TASK ITEM
Among the lines below, which ones contain the word "description"? Copy every such line.

-.-.-

PR #1437, opened 2020-06-24
feature/gh-1428-enable-in-app-notifications_model-and-requests-logic

popovicbojan:


src/main/java/eu/execom/hawaii/configuration/WebSocketConfig.java
```diff
@@ -0,0 +1,32 @@
...
+@EnableWebSocketMessageBroker
+public class WebSocketConfig implements WebSocketMessageBrokerConfigurer {
+  @Value("${hawaii.localhost}")
+  private String local;
+  @Value("${hawaii.localhost.dev}")
+  private String localDev;
+  @Value("${hawaii.staging}")
+  private String staging;
+  @Value("${hawaii.production}")
+  private String production;
```
stanislavgrujic, line 20: Could you explain how come we have to support all of these environments at once? I would expect that we only have one such configuration property. Also, this kind of configuration is forcing one to know configuration data (URLs) of all environments in each of those environments, which does not make much sense (why would production need to know about dev or staging environment)

src/main/java/eu/execom/hawaii/security/TokenProvider.java
```diff
@@ -78,4 +68,19 @@ boolean validateToken(String authToken) {
     }
     return false;
   }
+
+  String getUserEmailFromToken(String token) {
```
stanislavgrujic, line 72: It is implicitly clear that you are retrieving the information from token, because you have named your parameter *token*. You can remove part of the method name *_fromToken*. It will also make the method naming consistent with *getClaims()*.

src/main/java/eu/execom/hawaii/security/TokenProvider.java
```diff
@@ -78,4 +68,19 @@ boolean validateToken(String authToken) {
...
+    return getClaims(token).getSubject();
+  }
+
+  String getIssuerFromToken(String token) {
```
stanislavgrujic, line 76: See my comment above.

src/main/java/eu/execom/hawaii/service/AlertService.java
```diff
@@ -0,0 +1,172 @@
...
+  private String createRequestNotificationMessage(Request request) {
+    AbsenceType absenceType = request.getAbsence().getAbsenceType();
+    String userFullName = request.getUser().getFullName();
+    String leavePeriodMessage = createLeavePeriodMessage(request);
+    RequestStatus requestStatus = request.getRequestStatus();
+    if (requestStatus.equals(RequestStatus.PENDING)) {
+      return String.format(NEW_LEAVE_NOTIFICATION_TEMPLATE, userFullName, ABSENCE_TYPES.get(absenceType),
+          leavePeriodMessage);
+    } else {
+      if (AbsenceType.SICKNESS.equals(absenceType)) {
```
stanislavgrujic, line 152: Please be consistent in how you compare annotation values. Is it `variable.equals(TYPE_VALUE)` or `TYPE_VALUE.equals(variable)`. Do it one way or the other, but do it consistently throughout the code base. My preference would be to do it the second way because it makes it null safe.

src/main/java/eu/execom/hawaii/configuration/WebSocketConfig.java
slobodanc93: We took this logic already applied in `WebConfig` class when defining allowed origins.
I do agree that we don't have to support all environments at once.
In application.properties file we have `server.name` property which could be utilized for this purpose. Usage of this property is currently only for knowing where to redirect the user when clicking on a link in an email.

PR #52, opened 2023-07-04
chore: Update GovPay types

DafyddLlyr:
As part of the work outlined [here](https://github.com/theopensystemslab/planx-new/pull/1902) I'm pulling in types from a single source - they're currently replicated in planx-core, the API, and the Editor.


jessicamcinchak (approved):
sorry I missed this dependency first time around when approving the planx-new PR !

PR #53, opened 2023-07-05
feat: Add next steps to component types list

ianjon3s:
PR adds the NextSteps component to component types list, in sync with planx-new.

### DIFF
--- a/src/types/component.ts
+++ b/src/types/component.ts
@@ -30,4 +30,5 @@ export enum ComponentType {
   Send = 650,
   Calculate = 700,
   Confirmation = 725,
+  NextSteps = 730,
 }


DafyddLlyr:
We also need to update and add this component in `src/export/bops/index.ts` to return `false` as it's not a an input which the user can use for submission info (e.g. like a text field or address).

ianjon3s:
> We also need to update and add this component in `src/export/bops/index.ts` to return `false` as it's not a an input which the user can use for submission info (e.g. like a text field or address).

Thanks Daf, I've updated.

DafyddLlyr (approved):

PR #55, opened 2023-07-10
chore: Merge document templates

ghost:
This PR merges functionality from `@theopensystemslab/planx-document-templates` with some minor interface changes.

This should allow us to deprecate the planx-document-templates module.

Testing:
- this is implemented in https://github.com/theopensystemslab/planx-new/pull/1951
- a set of example documents should be generated and attached to the summary of each test run: https://github.com/theopensystemslab/planx-core/actions/runs/5518040608


.github/workflows/test.yml
```diff
@@ -37,3 +37,13 @@ jobs:
...
+
+      - name: Build & generate examples
+        run: pnpm examples
+
+      - name: Save examples
+        uses: actions/upload-artifact@v3
+        with:
+          name: examples
+          path: examples
+          retention-days: 3
```
DafyddLlyr, line 49: This is a nice way of testing this 👍

DafyddLlyr (approved):
Tested locally and all working as expected - tests passing and documents generating ✅

PR #68, opened 2023-07-18
feat: update session client and add integration test suite

builditben:
This PR updates session requests to write/read to/from the `sessions` table and the `lowcal_sessions` table with a consistent interface. Integration tests are also added in this PR.

The `OrderedSession` type returned from session lookups (e.g. `$admin.session.find(id)` ) contains enough information about the flow to allow subsequent processing to not require flow look-ups. This should save significant memory resources during submission processing.

This PR depends on a few tidy-ups in #33


package.json
```diff
@@ -33,6 +33,7 @@
     "lint:fix": "eslint --fix 'src/**/*.{js,ts}' && prettier -w src/**/*",
     "test": "jest",
     "test:coverage": "jest; open ./coverage/lcov-report/index.html",
+    "test:integration": "cd tests && pnpm it",
```
DafyddLlyr, line 36: `pnpm it` doesn't seem to correlate to a script in `/tests/package.json`

scripts/setup-integration-test-containers.sh
```diff
@@ -0,0 +1,10 @@
+#!/usr/bin/env bash
+
+# clone the main planx repo
+git clone -b ben/add-payment-id-computed-field https://github.com/theopensystemslab/planx-new planx
```
DafyddLlyr, line 4:
```suggestion
# Change to point towards a specific branch
BRANCH="main"
git clone -b $BRANCH https://github.com/theopensystemslab/planx-new planx
```

src/models/session/logic.ts
```diff
@@ -94,6 +96,56 @@ export function sortBreadcrumbs(
...
+      answers: crumb.answers,
+      data: crumb.data,
+      override: crumb.override,
+      feedback: crumb.feedback,
+    };
+    return acc;
+  }, {} as Breadcrumbs);
+}
+
+export function computePassport(breadcrumbs: OrderedBreadcrumbs): IPassport {
```
DafyddLlyr, line 114: TODO: Test this using existing `computePassport()` tests in - 
 - `planx-new/editor.planx.uk/src/pages/FlowEditor/lib/__tests__/preview.test.ts`
 - `planx-new/editor.planx.uk/src/pages/FlowEditor/lib/__tests__/overrideAnswer.test.ts`
 - `planx-new/editor.planx.uk/src/pages/FlowEditor/lib/__tests__/granularity.test.ts`

src/requests/index.ts
```diff
@@ -98,3 +105,56 @@ export class DomainClient {
     return formatRawProjectTypes(this.client, rawProjectTypes);
   }
 }
+
+// test set-up/tear-down utility
+export class TestClient {
+  private url: string;
+  private secret: string;
+
+  constructor({
```
DafyddLlyr, line 114: Could we throw an error here if `NODE_ENV !== "test"`? 

It's imperfect, but could act as somewhat of a guard against improper use and would make this more self-documenting at a minimum.

https://jestjs.io/docs/environment-variables#node_env

src/requests/session.ts
```diff
@@ -16,151 +25,210 @@ export class SessionClient {
...
-    flowId: string;
-    data: Partial<SessionData>;
+    flowId: FlowId;
+    breadcrumbs: OrderedBreadcrumbs;
     email?: string;
-  }) {
-    return createSession({ client: this.client, flowId, data, email });
+  }): Promise<SessionId> {
+    const sessionId: SessionId = uuidV4();
+    await Promise.all([
```
DafyddLlyr, line 38: It may be slightly more complex / less readable, but I think we'd be better treating these CRUD operations on `sessions` and `lowcal_sessions` as single transaction (i.e. two mutations within the same query).

src/requests/session.ts
```diff
@@ -16,151 +25,210 @@ export class SessionClient {
...
+        sessionId,
+        flowId,
+        breadcrumbs,
+        email,
+      }),
+    ]);
+    return sessionId;
+  }
+
+  async find(sessionId: SessionId): Promise<OrderedSession | null> {
```
DafyddLlyr, line 57: 👍

tests/src/session.test.ts
```diff
@@ -0,0 +1,321 @@
...
+  getFlow,
+  getLowcalSession,
+  getSession,
+  setUpContext,
+  tearDownTestContext,
+} from "./context";
+
+const sessions: SessionScenarios = {};
+
+beforeAll(async () => {
```
DafyddLlyr, line 21: Tests here are super clear and helpful.

PR #78, opened 2023-07-26
chore: Tighten types

builditben:
This PR tunes some of the types, removes loose types and resolves all outstanding linting errors. It also re-introduces a `tsc` check for `implicitAny`.

This PR makes a few changes which _could_ have changed the output types and I was a little unsure of some of the export typings in particular. A thorough review from more seasoned devs would be very much appreciated!


src/export/bops/index.ts
```diff
@@ -1,30 +1,33 @@
...
+  BOPSFullPayload,
+  ComponentType,
+  DEFAULT_APPLICATION_TYPE,
+  flatFlags,
+  GOV_PAY_PASSPORT_KEY,
   USER_ROLES,
 } from "../../types";
 
-const bopsDictionary = {
+const bopsDictionary: { [Property in keyof BOPSFullPayload]?: string } = {
```
DafyddLlyr, line 30: A better/tighter approach here might just be to use `as const` for this variable.

Instead of casting to `string` on line 145 we can then just use a type guard instead. Something like -

```ts
const isValidKey = (fn: unknown): fn is keyof typeof bopsDictionary => !Object.values(bopsDictionary).find((val) => val === fn)
```

src/export/bops/index.ts
```diff
@@ -267,30 +282,29 @@ export function computeBOPSParams({
...
 
   // 1b. property boundary
-  const geojson = passport.data?.["property.boundary.site"];
+  const geojson = passport.any(["property.boundary.site"]);
   if (geojson) data.boundary_geojson = geojson;
 
   // 2. files
   Object.entries(passport.data || {})
-    .filter(([, v]: any) => v?.[0]?.url)
+    .filter(([, v]) => (v as { url: string }[] | undefined)?.[0]?.url)
```
DafyddLlyr, line 305: It looks like we could use `Passport.files()` here

src/export/csv/index.ts
```diff
@@ -37,21 +38,21 @@ export function computeQuestionAndResponses({
...
   // format dedicated BOPS properties (eg `applicant_email`) as list of questions & responses to match proposal_details
   //   omitting debug data and payload keys already in confirmation details
-  const summary: Record<string, any> = {
+  const summary: Partial<BOPSFullPayload> = {
     ...omit(bopsData, ["planx_debug_data", "files", "proposal_details"]),
   };
   const formattedSummary: {
     question: string;
-    responses: Array<Response>;
+    responses: Response[];
```
DafyddLlyr, line 50: 👍

src/types/bops.ts
```diff
@@ -33,10 +12,10 @@ interface BOPSMinimumPayload {
...
     town?: string;
     postcode?: string;
-    latitude: string;
-    longitude: string;
-    x: string;
-    y: string;
+    latitude: number;
+    longitude: number;
+    x: number;
+    y: number;
```
DafyddLlyr, line 18: Follow on from dev call - these are all currently sent to BoPS as `number` so this is correct. I checked a few recent records on `bops_applications`.

src/types/bops.ts
```diff
@@ -82,6 +60,8 @@ export interface BOPSFullPayload extends BOPSMinimumPayload {
 
 export const USER_ROLES = ["applicant", "agent", "proxy"] as const;
 
+export type UserRole = (typeof USER_ROLES)[number];
```
DafyddLlyr, line 63: 👍

DafyddLlyr (approved):
A few comments here but I'm not expecting you to pick them up - more a list of thing for me and/or Jess to resolve.

src/models/passport/passport.ts
```diff
@@ -62,6 +62,12 @@ export class Passport {
     if (!this.has(path)) return;
     return get({ data: this.data, path })!;
   }
+
+  generic<T>(path: string): T | undefined {
```
DafyddLlyr, line 66: I'm planning another pass at this class and have just introduced this here to solve a few type problems.

I think this interface is essentially what I'd like a `Passport.get()` method to look like (but the internal logic would more closely map the current `get()` function.

src/export/digitalPlanning/model.ts
```diff
@@ -420,14 +438,15 @@ export class DigitalPlanning {
 
   private getApplicationFee(): Payload["data"]["application"]["fee"] {
     const baseFee = {
-      calculated: this.passport.data?.["application.fee.calculated"],
-      payable: this.passport.data?.["application.fee.payable"],
+      calculated:
+        this.passport.generic<number>("application.fee.calculated") || 0,
```
DafyddLlyr, line 442: `genric` is very much a temporary placeholder name, but it allowed me to make progress and test this without changing the current `get()` functionality in an already large PR.

src/export/digitalPlanning/model.ts
```diff
@@ -495,21 +511,22 @@ export class DigitalPlanning {
...
+        } as ProjectType;
+      }),
       description:
         this.passport.data?.["proposal.description"] || "Not provided",
+      boundary: this.getBoundary(),
       date: {
-        start: this.passport.data?.["proposal.start.date"],
-        completion: this.passport.data?.["proposal.completion.date"], // this.passport.data?.["proposal.finish.date"],
+        start: this.passport.generic<string>("proposal.start.date")!,
+        completion: this.passport.generic<string>("proposal.completion.date")!, // this.passport.data?.["proposal.finish.date"],
```
jessicamcinchak, line 529: I'm a little fuzzy on this TS syntax - are the `!` indicating required/always expected here? start & completion dates are optional per the schema, and are not expected to be provided throughout

jessicamcinchak (approved):
Looked closely at `digitalPlanning` model, but trusting tests for other areas ! 

All this seems okay to me, pending one small comment about start/completion dates :+1:

src/export/digitalPlanning/model.ts
DafyddLlyr: Good spot! This may have been something which was required on my first pass through here.

DafyddLlyr:
> Looked closely at `digitalPlanning` model, but trusting tests for other areas !

Yep - tests are doing their job here! Despite a fair number of changes, no tests needed to be updated which is a good sign.

PR #91, opened 2023-08-08
chore(types): Make `Passport.data` required property

DafyddLlyr:
Required for https://github.com/theopensystemslab/planx-new/pull/2074


jessicamcinchak (approved):
Makes sense !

-.-.-

EXERCISE RESPONSE
       description:
         this.passport.data?.["proposal.description"] || "Not provided",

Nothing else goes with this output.